Some MTC devices are deployed at remote, hazardous, or concealed locations or at locations with restricted access. In addition, they might be deployed in a high number and over a large geographical area (e.g. tsunami detection sensors). MTC devices are thus generally designed to be able to operate without human supervision and for as long as possible. For example, MTC devices can be programmed to autonomously set up a connection to report an event and then to go back to a low-power mode of operation, such as a sleep mode, stand-by mode, and the like.
Power consumption is a highly important aspect of all mobile terminals relying on battery power and also mobile terminals using an external power supply. Its importance increases with the continued growth of MTC device population and their more demanding use cases. In the case of certain Machine to Machine (M2M) applications, e.g. sensors that are running on battery power, the on-site exchange (or recharging) of the batteries of a large number of devices can represent a significant expense for MTC device owners/operators. Furthermore, the battery lifetime can determine the device's lifetime or useful operational time if it is not possible to charge or replace the battery cost effectively.

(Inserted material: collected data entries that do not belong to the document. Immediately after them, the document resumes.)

PR #1204, opened 2023-01-04
Add a mermaid ERDiagram generator.

### LINKED ISSUE #943: Add generator for ER diagrams (using mermaid or erdantic)
@ialarmedalien uses https://erdantic.drivendata.org/stable/ to generate ER direct from generated python

I suspect this would have some issues with our generated dataclasses, but I think it would do well with pydanticgen

It's also possible to do directly with mermaid
https://mermaid-js.github.io/mermaid/#/entityRelationshipDiagram

- The python route has the advantage for python-centric projects of fitting in well with that workflow
- mermaid would have similar look and feel

however neither seem to support the full ER set of symbols

image

In particular diamons for relationships - it would be good to show these for  reified relationships like biolink associations or PersonInfo:FamiliarRelationship

From #611

cmungall:
Fixes #943


linkml/generators/erdiagramgen.py
```diff
@@ -0,0 +1,307 @@
...
+
+        :return: mermaid string
+        """
+        sv = self.schemaview
+        structural_roots = [cn for cn, c in sv.all_classes().items() if c.tree_root]
+        if self.structural and structural_roots:
+            return self.serialize_classes(structural_roots, follow_references=True)
+        else:
+            diagram = ERDiagram()
+            for cn in sv.all_classes(imports=False):
```
sierra-moxon, line 155: should this be `for cn in sv.all_classes(imports=True):` ?

sierra-moxon (approved):

linkml/generators/erdiagramgen.py
cmungall: yes, this should probably be the default

PR #1211, opened 2023-01-06
slots modifying classes table

amc-corey-cox:
Creating a draft PR for testing

### DIFF
--- a/linkml/generators/docgen/slot.md.jinja2
+++ b/linkml/generators/docgen/slot.md.jinja2
@@ -39,8 +39,8 @@ URI: {{ gen.uri_link(element) }}
 
 | Name | Cardinality and Range | Description | Inheritance |
 | ---  | --- | --- | --- |
-{% for c in schemaview.get_classes_by_slot(element, include_induced=True) -%}
-{{ gen.link(c) }} | {{ schemaview.get_class(c).description }}
+{% for c in schemaview.get_classes_by_slot(element) -%}
+{{ gen.link(c) }} | {{ schemaview.get_class(c).description|enshorten }}
 {% endfor %}
 
 {% if schemaview.is_mixin(element.name) %}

In a battery powered communications device, battery life reduces with increased transmission power. In 3GPP networks, power control is used in order to reduce transmission power and overall interference. For example, a mobile terminal that is located close to its serving base station (and/or experiencing generally good signal propagation characteristics) transmits using a relatively low power, whilst a mobile terminal that is located further away from the base station (and/or under bad propagation characteristics) transmits using relatively higher power, e.g. near to or at a maximum transmit power. This mechanism can be used to improve battery life for mobile terminals that are located near their serving base station most of the time (typically, for example, in an urban environment with good network coverage) because they rarely have to transmit using their maximum transmission power. However, a principal goal of the above 3GPP power control scheme is not to conserve battery power but to balance the signal quality of each physical link at the base station's transceiver, thereby maximising the overall system capacity.